@jswerdel this is spectacular, thank you for starting this discussion on Lupus.
First, I want to reinforce a important methodological lesson you highlighted nicely here: when we create a cohort definition that is intended to identify the set of persons who satisfy one or more criteria for a duration of time, we need to be concerned with various dimensions of measurement error. First, is measurement error about disease classification, which requires a complete understanding of sensitivity (which patients actually have the disease that we missed?) and specificity (what patients without the disease are correctly classified as such?). We will lots of papers perform some sort of chart record verification to estimate positive predictive value (which patients identified are actually with disease?) but it’s hard to know what to do with PPV alone. This is why I’m so excited by Joel’s innovation with PheValuator, because it provides an estimate of all the relevant operating characteristics, which makes it possible to formally integrate measurement error into our analyses.
The other type of measurement error that I see much less discussed in the literature (post references if it has been discussed and I’ve missed it) is index date misclassification (did the person enter the cohort on the right date?). And here, you’ve demonstrated both how we can DETECT index date misclassification using CohortDiagnostics (by looking at prior conditions or treatments that are likely indicators of condition start preceding diagnosis) and how to CORRECT for index date misclassification using ATLAS (by creating an entry event for any of the potential disease markers, and then imposing an inclusion criteria requiring the diagnosis code on or in some time after the entry event). It’s interesting to me to think how much an index date misclassification correction impacts the cohort, both in terms of how many patients actually saw their cohort start date shift, and also by the duration of those shifts. Depending on the context for use of the phenotype, the impact of the error can vary, but it seems to me to be a bigger problem than generally appreciated (given that most phenotypes I read in the literature don’t discuss making this kind of correction).

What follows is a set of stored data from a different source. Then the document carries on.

PR #146, opened 2019-12-02
Allow users to specify logs location

### LINKED ISSUE #141: Provide flag to specify where logs should be written to
Logs are currently written to the `logs/` directory. We should provide the ability to specify where the logs get written.

DylanBaker:
Closes #141

### DIFF
--- a/spectacles/cli.py
+++ b/spectacles/cli.py
@@ -161,7 +161,7 @@ def set_file_handler(directory: str) -> None:
     LOG_FILEPATH = Path(log_directory / LOG_FILENAME)
     log_directory.mkdir(exist_ok=True)
 
-    fh = logging.FileHandler(log_filepath)
+    fh = logging.FileHandler(LOG_FILEPATH)
     fh.setLevel(logging.DEBUG)
 
     formatter = FileFormatter("%(asctime)s %(levelname)s | %(message)s")
--- a/spectacles/cli.py
+++ b/spectacles/cli.py
@@ -11,7 +11,6 @@ from spectacles.client import LookerClient
 from spectacles.exceptions import SpectaclesException, ValidationError
 from spectacles.logger import GLOBAL_LOGGER as logger, FileFormatter
 import spectacles.printer as printer
-from pathlib import Path
 
 LOG_FILENAME = "spectacles.log"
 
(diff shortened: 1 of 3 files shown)


DylanBaker:
@joshtemple Think there's probably something basic I'm missing here (possibly). 

mypy doesn't like that `LOG_FILEPATH` isn't declared globally before I call it as a global variable in `set_file_handler`. As a result, when I use it there, it gives the following error:

```spectacles/cli.py:161: error: Name 'LOG_FILEPATH' is not defined
spectacles/cli.py:164: error: Name 'LOG_FILEPATH' is not defined
```

If I set something like `LOG_FILEPATH = Path("")` at the top of the file, the error goes away, but seems like the wrong way to fix it.

spectacles/cli.py
```diff
@@ -150,14 +153,32 @@ def wrapper(*args, **kwargs):
     return wrapper
 
 
+def set_file_handler(directory: str) -> None:
+
+    global LOG_FILEPATH
```
joshtemple: Why does this need to be global? Only see it being used in this function.

spectacles/cli.py
```diff
@@ -9,8 +9,11 @@
 from spectacles.runner import Runner
 from spectacles.client import LookerClient
 from spectacles.exceptions import SpectaclesException, ValidationError
-from spectacles.logger import GLOBAL_LOGGER as logger, LOG_FILEPATH
+from spectacles.logger import GLOBAL_LOGGER as logger, FileFormatter
 import spectacles.printer as printer
+from pathlib import Path
```
joshtemple: Can you move this to the top? Stdlib imports should go before local imports.

spectacles/cli.py
```diff
@@ -273,6 +294,13 @@ def _build_base_subparser() -> argparse.ArgumentParser:
         help="Display debug logging during spectacles execution. \
             Useful for debugging and making bug reports.",
     )
+    base_subparser.add_argument(
+        "--log-directory",
+        action=EnvVarAction,
+        env_var="LOG_DIRECTORY",
```
joshtemple: Can we do `SPECTACLES_LOG_DIR` to avoid any conflict with non-Spectacles environment variables? Best practice to be app-specific with these.

spectacles/cli.py
```diff
@@ -273,6 +294,13 @@ def _build_base_subparser() -> argparse.ArgumentParser:
         help="Display debug logging during spectacles execution. \
             Useful for debugging and making bug reports.",
     )
+    base_subparser.add_argument(
+        "--log-directory",
```
joshtemple: `--log-dir` work for this? Think it's a common enough abbreviation I'd be okay with it for convenience.

spectacles/cli.py
DylanBaker: It's used in the exception handler to direct people to logs location.

Issue #96, opened 2019-11-05
Change client methods to have one to one relationship with endpoints


DylanBaker:
Methods like `update_session` currently do multiple things. We should split these out and move the logic on running them together to the runner.

PR #156, opened 2020-01-30
Allow specifying ref to checkout

agile:
These changes add a `ref` option which may also be set via `LOOKER_GIT_REF` environment variable. When set, ref will be passed to Looker's `git_branch` call to explicitly request the referenced commit be checked out.

~~This resolves an annoyance I've been experiencing while cleaning up some looks where I run `spectacles` which identifies several dimensions with issues. I fix, commit and push the changes but rerunning `spectacles` continues to report them until I go into looker and manually pull the changes into the space. I'd hoped the `--remote-reset` option would resolve this, but it does not. I left that option unchanged as it may be useful in other scenarios.~~  

The `--remote-reset` option does fix this scenario, actually. This `ref` feature is still useful since it can be used to by CI to ensure the state of the repo being tested matches the commit that triggered the build.

While I was in there, I also segregated the calls to be closer to 1:1 with the API. (#96)

### DIFF
--- a/spectacles/cli.py
+++ b/spectacles/cli.py
@@ -203,6 +203,7 @@ def main():
             args.mode,
             args.remote_reset,
             args.concurrency,
+            args.ref,
         )
     elif args.command == "assert":
         run_assert(
@@ -214,6 +215,7 @@ def main():
             args.port,
             args.api_version,
             args.remote_reset,
+            args.ref,
         )
 
 
@@ -364,6 +366,14 @@ def _build_sql_subparser(
         help="The branch of your project that spectacles will use to run queries.",
     )
     subparser.add_argument(
+        "--ref",
+        action=EnvVarAction,
+        env_var="LOOKER_GIT_REF",
+        help="A specific Git ref (sha) to reset the branch in Looker to. \
+            WARNING: This will delete any uncommited changes in the user's \
+            workspace.",
+    )
+    subparser.add_argument(
         "--explores",
         nargs="+",
         default=["*/*"],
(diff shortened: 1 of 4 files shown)


DylanBaker:
Hey @agile. Thanks for this. 

As you've said, I'm surprised that `--remote-reset` doesn't solve this problem. When you do run this with `--remote-reset` and find that the errors have persisted, what does the Looker dev UI show when using the Spectacles user?

agile:
> As you've said, I'm surprised that `--remote-reset` doesn't solve this problem. When you do run this with `--remote-reset` and find that the errors have persisted, what does the Looker dev UI show when using the Spectacles user?

Hmm, I think the `--remote-reset` was actually effective and I was just confused looking at my own workspace vs the one spectacles was using while working with some tricky columns being used in several explores. :man_facepalming: Updated the description to strike that statement.

DylanBaker:
Great. I would have been worried if that wasn't working, as it's exactly what the flag is for. I agree though that it's useful to be able to specify the git ref anyway. Will review shortly. Thanks again.

joshtemple:
Closing this because it has some unintended consequences due to the way the Looker endpoint [Update Project Git Branch](https://docs.looker.com/reference/api-and-integration/api-reference/v3.1/project#update_project_git_branch) works. Specifying `ref` in the request body not only hard resets the Looker local copy of the branch to the specified commit hash, it also force pushes the result to remote, which permanently deletes anything after the specified commit from both repositories.

This is the line in the API docs that indicates the danger of providing `ref`:
>**DANGER** hard reset will be force pushed to the remote. Unsaved changes and commits may be permanently lost.

A safer way to achieve this same result might be to create a temporary branch for every Spectacles run to freeze the branch state to when the run was launched or queued. We're currently looking into that approach.

Thanks for the contribution regardless @agile! We're definitely interested in making this concept work, so stay tuned for an alternate approach.

PR #168, opened 2020-03-22
Setting dependent project branches to master

### LINKED ISSUE #151: Control branches on dependent projects
Some Spectacles users reference other LookML projects as part of their Looker setup. They do so by declaring the project in a [manifest file](https://docs.looker.com/reference/manifest-reference).

Currently, if Spectacles is used on a project that leverages a second project, it will use a version of that second project on whatever branch that user was last using when developing that project. This can cause false positives and false negatives when testing. 

Ideally, Spectacles would use the master version of the dependencies declared in the manifest file.

We can't _actually_ use master because the master branch is not available while in dev mode. One option is to create a new branch from master and to set the user to that branch. At the end of the run, we delete the branch.

Obvious downside: if the run doesn't complete fully, the branch will be left there (though ideally would be easily findable with a name like 'spectacles_tmp_somehash`.

DylanBaker:
closes #151


DylanBaker:
@joshtemple Would be great to get your eyes on this. 

There's a few things outstanding:
* This work uses the `client.update_session` method, which is actually overkill because we only need it to move the branch, not do the other things that method does. I think I could use this opportunity to split that method up to have a one-to-one relationship with Looker API endpoints?
* The 'Checked Out'  logger message at the end of `client.update_session` currently is set to `info`. As a result, the branch that we are moving the other projects to in the cleanup gets called out. Is the right thing to move to debug or control dynamically depending on whether it's the setup or cleanup?
* Need to add tests

DylanBaker:
@joshtemple I'm clearly doing something not-quite-right(tm) in how I'm setting up the decorator, based on the mypy error, but not _quite_ sure what the solution it.

joshtemple:
After some rebasing, do you mind closing this and re-opening against `master`? Think it will be cleaner.

PR #172, opened 2020-03-29
Exclude explores

DylanBaker:


DylanBaker:
@joshtemple I think I made a bit of a meal of rebasing that, somehow, but this should now be good.

spectacles/cli.py
```diff
@@ -371,6 +372,15 @@ def _build_sql_subparser(
             The '*' wildcard selects all models or explores. For instance,\
             'model_name/*' would select all explores in the 'model_name' model.",
     )
+    subparser.add_argument(
+        "--exclude",
+        nargs="+",
+        default=[],
+        help="Specify the explores spectacles should exclude when testing. \
+            List of selector strings in 'model_name/explore_name' format. \
+            The '*' wildcard selects all models or explores. For instance,\
```
joshtemple:
```suggestion
            The '*' wildcard excludes all models or explores. For instance,\
```

spectacles/validators.py
```diff
@@ -194,9 +195,25 @@ def build_project(self, selectors: List[str]) -> None:
...
-        for model in selected_models:
+        excluded_explores = {}
+        for model in excluded_models:
             # Expand wildcard operator to include all specified or discovered explores
+            excluded_explore_names = exclusion[model.name]
+            if "*" in excluded_explore_names:
+                excluded_explore_names.remove("*")
+                excluded_explore_names.update(
+                    set(explore.name for explore in model.explores)
+                )
```
joshtemple: If there's a situation with `model_A.explore_A` and `model_B.explore_A`, and the `--exclude` argument is `model_A.explore_A`, would this still preserve `explore_A` in `model_B`? Any way we can add this case to the unit tests?

DylanBaker: It will still preserve it. The explores to exclude are stored in lists against a key of the model name. We then only check against the explores within a given model: https://github.com/spectacles-ci/spectacles/pull/172/files#diff-cbee2ab0268f8f001868af4ca066ba04R228-R232

I'll definitely add some tests to confirm that though.

DylanBaker: @joshtemple I've confirmed this is the case and have added an additional test `test_build_project_one_ambiguous_explore_excluded` to verify so.

I also actually re-factored some of the other tests to make the selection easier.

PR #174, opened 2020-03-31
Return objects from runner methods, not dictionaries

### LINKED ISSUE #142: Have validators return the full LookML project, not just errors.

joshtemple:
Closes #142.

Changes the Runner validation methods to return native objects (e.g. `spectacles.lookml.Project`) instead of lists of dictionaries.

@DylanBaker, the `validate_data_tests` method only returns a list of `DataTestError` currently because assertions are not directly associated with the LookML structure. I'm curious to know if we should still try and slot these into a Model instead of just returning a list of errors. It may be helpful to have the consistency of always returning a Project object.

This would allow us to break out the `build_project` call and run that at `Runner` instantiation instead of individually for each validator.

FYI, I'm going to leave Project serialization for a separate PR.

### DIFF
--- a/spectacles/cli.py
+++ b/spectacles/cli.py
@@ -484,7 +484,7 @@ def run_sql(
         api_version,
         remote_reset,
     )
-    errors = runner.validate_sql(explores, mode, concurrency)
+    project = runner.validate_sql(explores, mode, concurrency)
     if errors:
         for error in sorted(errors, key=lambda x: x["path"]):
             printer.print_sql_error(error)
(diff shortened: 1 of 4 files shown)


DylanBaker:
@joshtemple Yeah, I think ideally we should always ideally return the Project. By having them all use the `build_project` method, we could also then apply the `--explores` and `--exclude` flags to the assert command.

DylanBaker:
@joshtemple I'd be happy to leave that to a subsequent PR though?

PR #175, opened 2020-04-01
Adding anonymised Segment tracking

DylanBaker:
Wanted to create a draft of what tracking might look like. 

I settled on Segment because:
* GA and Heap don't seem to work well with exclusively server-side events
* Snowplow doesn't have a hosted free tier 
* Segment has pretty good free tier for startups with minimal funding

Ultimately, I think I'd like to use Snowplow, but this should be an easy way to get us going. 

I wanted to get eyes on a possible implementation before adding testing/etc. 

@joshtemple @Hawk94 You should have both received an invite to Segment.

### DIFF
--- a/requirements.txt
+++ b/requirements.txt
@@ -2,3 +2,4 @@ requests==2.22.0
 colorama==0.4.1
 PyYAML==5.1.2
 backoff==1.8.0
+analytics-python==1.2.9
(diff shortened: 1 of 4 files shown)


DylanBaker:
All the tracking here is anonymised. We send:
* A hash of the base URL
* A hash of the project
* The command that is run
* A unique 'invocation_id' that is random and generated by Spectacles

As such, we won't be able to see anything about who is running Spectacles. We will just be able to see that Spectacles was run against an anonymised url and project.

DylanBaker:
We will also add do not track functionality so that users can opt-out.

DylanBaker:
@joshtemple I think this is good for review.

Second, I’d really like to hear from the community about @jswerdel 's assertion of having many different alternative definitions depending on the use context. I agree that after we have empirical operating characteristics, we can make choices about the measurement errors that we’re willing to consider. But I wonder about the competing tradeoff that comes with consistency of having a definition that is applied and understood vs. variance that is introduced by changing phenotype at the same time of changing the research question.